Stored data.
= Beginning of Section =
PR #2682, opened 2025-10-31
chore: enable gocritic

tstirrat15:
## Description
Getting close to done with linting things! This enables `gocritic` across the repo.

## Changes
Will annotate.

## Testing
Review. See that tests pass.

### DIFF
--- a/internal/cursorediterator/blocks_test.go
+++ b/internal/cursorediterator/blocks_test.go
@@ -639,9 +639,7 @@ func TestCursoredProducerMapperIterator(t *testing.T) {
 			}
 
 			// Cursor converter functions for int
= End of Section =
What is expected. Each entry needs to be copied out exactly.

Reply.
PR #2682, opened 2025-10-31
chore: enable gocritic

tstirrat15:
## Description
Getting close to done with linting things! This enables `gocritic` across the repo.

## Changes
Will annotate.

## Testing
Review. See that tests pass.

### DIFF
--- a/internal/cursorediterator/blocks_test.go
+++ b/internal/cursorediterator/blocks_test.go
@@ -639,9 +639,7 @@ func TestCursoredProducerMapperIterator(t *testing.T) {
 			}
 
 			// Cursor converter functions for int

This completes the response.